DIcipher: Assessing Drug Information Skills Using Serious Gaming Methodology in a Pharmacy Course—Cambrey Nguyen (2020)
A pharmacy professor incorporates active learning into a drug information (DI) course by designing an escape-room themed challenge called DIcipher. The challenge was utilized to assess DI knowledge while offering a realistic view of the application of these skills in clinical practice.
PHPR 630 (Drug Information and Literature Evaluation) is a one-credit hour, lecture-based course taught in the third year of pharmacy school. One of the functions of a pharmacist in any pharmacy setting is to provide patients and healthcare providers information about all types of drugs available. The course prepares students to develop drug information skills through answering questions about drugs using various resources and databases. In order to develop these DI skills, students must understand when to use various drug information resources and databases. In addition, students must retrieve information quickly and accurately in order to provide a recommendation relevant to patient care. The course requires critical thinking and evaluation of biomedical literature, which may be challenging and cause students to become disengaged. To overcome this challenge, I designed an active learning challenge called DIcipher to assess student learning of drug information concepts in an interactive way while encouraging student engagement.
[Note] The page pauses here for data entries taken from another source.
PR #513, opened 2024-09-05
refactor: create explicit event and interest services with separate stores.

nathanielc:
Establishes a pattern of services and stores.

A service is a public API to be consumed by other services in the application.
A store is direct access to a sqlite database.

Services have their own stores. Stores never touch tables that belong to other services.


dav1do (approved):
:shipit: Bring on the merge conflicts!

stbrody (commented):
nice

stbrody (approved):

Cargo.toml
```diff
@@ -6,22 +6,23 @@ members = [
     "car",
     "core",
     "event",
```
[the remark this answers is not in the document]
nathanielc: The `ceramic-event` crate contains the event types with no behavior other than encoding/decoding them. This is useful for other downstream projects (like potential future clients) that want to leverage the event types without bringing all the dependencies of the `event-svc` (sqlite for example).

event-svc/src/store/metrics.rs
```diff
@@ -123,9 +123,9 @@ impl<S: Send + Sync> StoreMetricsMiddleware<S> {
 }
 
 #[async_trait]
-impl<S> ceramic_api::InterestStore for StoreMetricsMiddleware<S>
+impl<S> ceramic_api::InterestService for StoreMetricsMiddleware<S>
```
smrz2001, line 126: This is still needed in the Event Service?

interest-svc/src/store/metrics.rs
```diff
@@ -0,0 +1,336 @@
...
+            &self.metrics,
+            "api_interest_range",
+            self.store.range(start, end, offset, limit),
+        )
+        .await
+    }
+}
+
+#[async_trait]
+impl<S> ceramic_api::EventService for StoreMetricsMiddleware<S>
```
smrz2001, line 157: This is still needed in the Interest Service?

event-svc/src/store/metrics.rs
nathanielc: nope good catch will remove, and the mirror as well.

PR #3586, opened 2023-07-24
Used switch statement instead of if-else

bilalkhan13:
Using a switch statement makes the code more readable and easier to manage when dealing with different cases based on the type.

### DIFF
--- a/js/worker/quicklook.unzip.js
+++ b/js/worker/quicklook.unzip.js
@@ -44,12 +44,22 @@ var type = self.data.type,
 	};
 
 self.res = {};
-if (type === 'tar') {
-	self.res.files = tarFiles(new Uint8Array(bin));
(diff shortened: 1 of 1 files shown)


js/worker/quicklook.unzip.js
```diff
@@ -44,12 +44,22 @@ var type = self.data.type,
...
+    self.res.files = unzipFiles.call(new Zlib.Unzip(bin));
+    break;
+  case 'gzip':
+    self.res.files = tarFiles(new Zlib.Gunzip(bin).decompress());
+    break;
+  case 'bzip2':
+    self.res.files = tarFiles(self.bzip2.simple(self.bzip2.array(bin)));
+    break;
+  default:
+
```
ManuMnesh, line 62:
```suggestion
    return 0;
```

PR #3604, opened 2023-10-10
MySQL driver: Use prepared statements instead of escaping when saving file

adamvalalsky:
Right now, inserting empty binary file (all binary zeroes) causes escaping of every single byte in content. This creates SQL which is double in size and can easily exceed max_allowed_packet value in MySQL.

This change uses prepared statements instead of escaping, so created SQLs (for files that would need escaping) are smaller.


nao-pon:
@adamvalalsky I'm sorry to be late. Merge.

PR #3607, opened 2023-10-17
Fixed elfinder.src.html in README instructions

filipopo:
I see that the file is actually elfinder.html and that it's correctly referenced in the wiki


nao-pon:
@filipopo `elfinder.src.html` is used when using raw source code without compressed js or css, so there is no problem leaving it as is. Thanks!

PR #3619, opened 2023-12-04
Update elFinder.class.php

Nounours13:
When you download a file via context menu the windows download popup don't close


nao-pon:
@Nounours13 It certainly seems that way. Thanks!

PR #3673, opened 2024-09-12
Accept download files URL without filter on local environment

aktolu:


nao-pon:
@aktolu This PR is expected to be vulnerable to HTTP header injection attacks. Can you ensure it is secure against such attacks?

aktolu:
> @aktolu This PR is expected to be vulnerable to HTTP header injection attacks. Can you ensure it is secure against such attacks?

I don't think there will be any problem. If HTTP_HOST is sent as fake, Apache will not run the script due to host incompatibility.

nao-pon:
Thank you for the PR, and sorry this sat for so long.

After review, I don’t think we can merge this change.

The issue is that it makes SSRF protection depend on `$_SERVER['HTTP_HOST']`, which comes from the request and should not be used as a trusted signal for changing security behavior. Depending on the server configuration, that could weaken the existing checks for loopback, private, and link-local addresses.

Also, the localhost detection is incomplete in practice, since values like `localhost:8000` would not match.

For those reasons, I’m closing this PR. A safer approach would be an explicit configuration option if this behavior ever needs to be supported.

PR #3677, opened 2024-10-11
Allow image URL in theme manifest.json to be a relative link as well

blutorange:
Relative links are resolved against the manifest.json, the same way as is done for the CSS URL.

This is needed when you are living places of the world where you need to host everything yourself, as linking to external servers is difficult due to privacy concerns. If your software can be hosted on different servers, everything needs to be relative to work properly.


nao-pon:
@blutorange Thanks!👍

PR #3682, opened 2024-11-05
Update elfinder.ru.js

Ruslan-Aleev:
Fixed incorrect translation of "Prefence / Prefences"


nao-pon:
@Ruslan-Aleev Thanks!👍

There have been three iterations of DIcipher since 2017. The original version was piloted with fourth-year students undergoing the drug information advanced pharmacy practice experiential (APPE) rotation in Summer 2017. The first implementation occurred in Spring 2018 in the PHPR 630 course and incorporated changes and improvements obtained from the pilot. The most recent iteration in PHPR 630 took place in Spring 2019. The objective of the challenge is for students to work in small groups to solve puzzles to obtain drug questions pertaining to a patient who has been diagnosed with a rare infection. The goal is to answer all of the questions correctly in order to unlock a safe and retrieve the antidote within a 45- to 60-minute timeframe.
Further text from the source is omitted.